* **Task details**:
Across the records below, how many lines include the string "opened"? State the number and nothing more.

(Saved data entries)
————————

PR #1772, opened 2025-03-11
fix: [#1772] Set 0 instead of undefined as default in setTimeout to prevent Bun from logging a "TimeoutNaNWarning"

lekoala:
Without this, I get a TimeoutNaNWarning: NaN is not a number. (with bun)

It doesn't seem a bad thing to actually set the timer to 0 for all anyway, but it might very well be something that bun needs to fix


capricorn86 (approved):
Thank you for your contribution @lekoala! :star: 

No, it doesn't hurt to add it :slightly_smiling_face:

Issue #920, opened 2022-01-17
Historical vector assume realization = 0 in NewSimulationTimeSeries plugin


jorgenherje:
Historical vectors for `NewSimulationTimeSeries`-plugin are retrieved by use of a single realization number. The algorithm utilize hard coded realization number 0. This results in crash when provider does not contain realization number 0.

`webviz_subsurface/plugins/_simulation_time_series/utils/history_vectors.py`

**Describe the bug**
When dataset/provider does not contain realization number = 0, the provider crash!

**Expected behavior**
Retrieve first possible realization number for provider, and use the historical vector data.

**Fix**
Utilize provider realizations() accessor function and request first element of returned list.

jorgenherje:
Closed by PR https://github.com/equinor/webviz-subsurface/pull/921

PR #921, opened 2022-01-17
Use lowest valid provider realization for History Vectors in new `SimulationTimeSeries`

jorgenherje:
Replace usage of realization = 0, with retrieving valid realization numbers for provider and use lowest realization number to create history vector for new `SimulationTimeSeries`-plugin.

Resolves issue: https://github.com/equinor/webviz-subsurface/issues/920


webviz_subsurface/plugins/_simulation_time_series/utils/history_vectors.py
```diff
@@ -54,13 +54,15 @@ def create_history_vectors_df(
         if historical_vector_name and historical_vector_name in provider.vector_names():
             historical_vector_and_vector_name_dict[historical_vector_name] = vector
 
-    if not historical_vector_and_vector_name_dict:
+    # Get lowest valid realization number
+    realization = (
+        None if len(provider.realizations()) <= 0 else min(provider.realizations())
+    )
```
anders-kiaer, line 60: Is `realizations()` returning a list, or something list-like? If so maybe we can simplfy to this:
```suggestion
    realization = min(provider.realizations(), default=None)
```

anders-kiaer (changes requested):
One comment only, and perhaps add a short changelog entry since it is a bug fix on something previously released?

webviz_subsurface/plugins/_simulation_time_series/utils/history_vectors.py
jorgenherje: Absolutely. Way cleaner code!

anders-kiaer (approved):

PR #924, opened 2022-01-17
Bugfixes and improvements to `ParameterFilter` and `ParameterAnalysis`

tnatt:
PR with bugfixes and improvements to the `ParameterFilter` component and to the `ParameterAnalysis` plugin

### ParameterFilter
**Bugfixes:**
 - Handle NaN values in parameter dataframe that enters the `ParameterFilter`. NaN values in the Select component caused issues when trying to render the layout. 
 
**Added functionality:**
 - Option to choose which ensemble to filter on 
 - Option to use range from selected ensemble or from all ensembles
 - Active Filter indicator where the user can see which parameters are active and their ranges
 - Information regarding which realizations are removed with the current filter   
 - Apply button changes color when selected filters is not in sync with stored filters
 
image

### ParameterAnalysis
**Bugfixes:**
- If only one realization left after filtering the correlation would fail in the `ParameterAnalysis`
- remove sensitivity ensembles as options in the Correlation tab
- fix number formatting in table
- fix issue with persistence to remember selection also when page is refreshed

**Added functionality:**
- boxplot added as option in the parameter distribution tab
- available parameters in both tabs now updates based on selected ensembles 
- update ensemble in the `ParameterFilter ` when ensemble is changed

### DIFF
--- a/webviz_subsurface/_components/parameter_filter.py
+++ b/webviz_subsurface/_components/parameter_filter.py
@@ -1,159 +1,161 @@
 from typing import Dict, List, Tuple
+from uuid import uuid4
 
-import dash_bootstrap_components as dbc
 import numpy as np
 import pandas as pd
 import webviz_core_components as wcc
-from dash import ALL, Dash, Input, Output, State, dcc, html
+from dash import (
+    ALL,
+    Input,
+    Output,
+    State,
+    callback,
+    callback_context,
+    dcc,
+    html,
+    no_update,
+)
 from dash.exceptions import PreventUpdate
-from webviz_config.utils import calculate_slider_step
+
+from webviz_subsurface._models.parameter_model import ParametersModel
+from webviz_subsurface._utils.formatting import printable_int_list
 
 
 class ParameterFilter:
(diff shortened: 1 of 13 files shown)


webviz_subsurface/_components/parameter_filter.py
```diff
@@ -164,111 +166,399 @@ def _initial_store(self) -> Dict[str, List]:
...
-        ),
-        value=[values.min(), values.max()],
-        marks={
-            str(values.min()): {"label": f"{values.min():.2f}"},
-            str(values.max()): {"label": f"{values.max():.2f}"},
+        id={
+            "id": uuid,
+            "type": "slider",
+            "name": name,
+            "r": str(random.random()),  # needed to trigger update (bug)
```
HansKallekleiv, line 518: try `uuid4` instead for the security issue

tnatt: good suggestion, I will 👍

HansKallekleiv (approved):

PR #929, opened 2022-01-19
Don't skip SENSNAME ref if there multiple realizations in tornado

### LINKED ISSUE #928: Don't skip `SENSNAME="ref"` from tornado bars if multiple realizations
The attached code skips all realizations that have `SENSNAME="ref"`, but it might be that you have created a reference set of multiple realizations that you compare with the different scenarios. It is hard to debug the why the span of your "ref-case" has disappeared. 
A more natural behavior would be that "ref" is only skipped if there is only one matching realization. 

https://github.com/equinor/webviz-subsurface/blob/10b792bed9ccc948095855582f102ee44a4c79e3/webviz_subsurface/_components/tornado/_tornado_data.py#L110-L114

asnyv:
### Contributor checklist

- [X] :tada: This PR closes #928.

### DIFF
--- a/webviz_subsurface/_components/tornado/_tornado_data.py
+++ b/webviz_subsurface/_components/tornado/_tornado_data.py
@@ -107,7 +107,7 @@ class TornadoData:
         avg_per_sensitivity = []
 
         for sens_name, sens_name_df in dframe.groupby(["SENSNAME"]):
-            # Excluding cases if ref` is used as `SENSNAME`, and only one realization
+            # Excluding cases if `ref` is used as `SENSNAME`, and only one realization
             # is present for this `SENSNAME`
             if sens_name == "ref" and len(sens_name_df["REAL"].unique()) == 1:
                 continue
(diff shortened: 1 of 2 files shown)


webviz_subsurface/_components/tornado/_tornado_data.py
```diff
@@ -107,10 +107,9 @@ def _calculate_sensitivity_averages(
         avg_per_sensitivity = []
 
         for sens_name, sens_name_df in dframe.groupby(["SENSNAME"]):
-            # Excluding the reference case as well as any cases named `ref`
-            # `ref` is used as `SENSNAME`, typically for a single realization only,
-            # when no seed uncertainty is used
-            if sens_name == "ref":
+            # Excluding cases if ref` is used as `SENSNAME`, and only one realization
```
anders-kiaer, line 110:
```suggestion
            # Excluding cases if `ref` is used as `SENSNAME`, and only one realization
```

anders-kiaer (approved):
LGTM!

PR #932, opened 2022-01-20
`RftPlotter` fix: Handle correlate function returning `NaN` values

lindjoha:
Fixes a small bug related to when the correlate function is returning only `NaN` values. 

Renames the main plugin file to _plugin.py following the best practice and a few other small things.


anders-kiaer (approved):
Add changelog, otherwise LGTM! 🙂

PR #934, opened 2022-01-20
Fix: correct labels in tornado when both cases are on same side of ref

### LINKED ISSUE #933: Error in case labels in Tornado if not of type mc and both high cases on same side of ref
Error in case labels in Tornado if not of type mc and both high cases on same side of ref
**Expected behavior**
Should be "`Case: some_label | the_other_label`"

**Screenshots**
Example from Drogon demo:
image

**Additional context**
The label is hardcoded here, instead of using actual label: 
https://github.com/equinor/webviz-subsurface/blob/39db9b92ad17f0ca0af27b15f8d674d2ab9c8108/webviz_subsurface/_components/tornado/_tornado_bar_chart.py#L110

asnyv:
---

### Contributor checklist

- [X] :tada: This PR closes #933 .

think it isn't necessary with a changelog entry for this.


anders-kiaer (approved):
👌🏻🙂

Issue #908, opened 2022-01-05
Only selected labels shown in `ParameterResponseCorrelation`


anders-kiaer:
...when there are many sensitivities like in this screenshot: 
![image](https://user-images.githubusercontent.com/31612826/148229317-5b6443b8-3367-4aa5-8b55-7cc05bfa9bf6.png)

Currently only e.g. every second label is plotted by Plotly.

Should we as a first simple improvement use `layout.yaxis.dtick = 1` to enforce all labels? Overcrowded amount of labels visually is better than skipping labels (which could lead to misunderstandings). A second improvement could e.g. be to increase height of plot depending on number of sensitivities (with or without a scroll bar frame), or only show top X sensitivities.

anders-kiaer:
Similar to https://github.com/equinor/webviz-subsurface/pull/302

PR #936, opened 2022-01-21
`ParameterResponseCorrelation`: Additional options in GUI

### LINKED ISSUE #465: KeyError when having different parameters in different ensembles in parameter_correlation
Parameter dataframes are stored per ensemble in `ParameterCorrelation`, and each ensemble may not have the same parameters. As the parameter option list is the union of all ensembles parameters, we introduce a risk of KeyError.

Should handle this in a softer way. Best would be "intelligent" handling of parameter options and ensembles to compare with, or at least catch the KeyError and inform why this combination does not work.

### LINKED ISSUE #803: ParameterResponseCorrelation: more options in gui
I would like more of the options in the config file be available in the gui: f.ex correlation method, filters, aggregation method.

Also it should be possible to filter out parameters with correlations below a certain threshold.

### LINKED ISSUE #909: Add parameterfilter to `ParameterResponseCorrelation`
In some cases parameters may be known to be irrelevant for a given response. Any correlation between such pairs could be confusing.
There should be an option to filter parameters (both upfront and interactively).

asnyv:
Draft solution for multiple minor issues
---

### Contributor checklist

- [X] :tada: Relevant issues:
  - closes #909 
  - closes #803 
  - closes #465
  - minimal fix (force all ticks) of #908

- [ ] :robot: I have added tests, or extended existing tests, to cover any new features or bugs fixed in this PR. **-No tests added**


lindjoha (approved):
LGTM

————————

* **Output of the exercise**:
9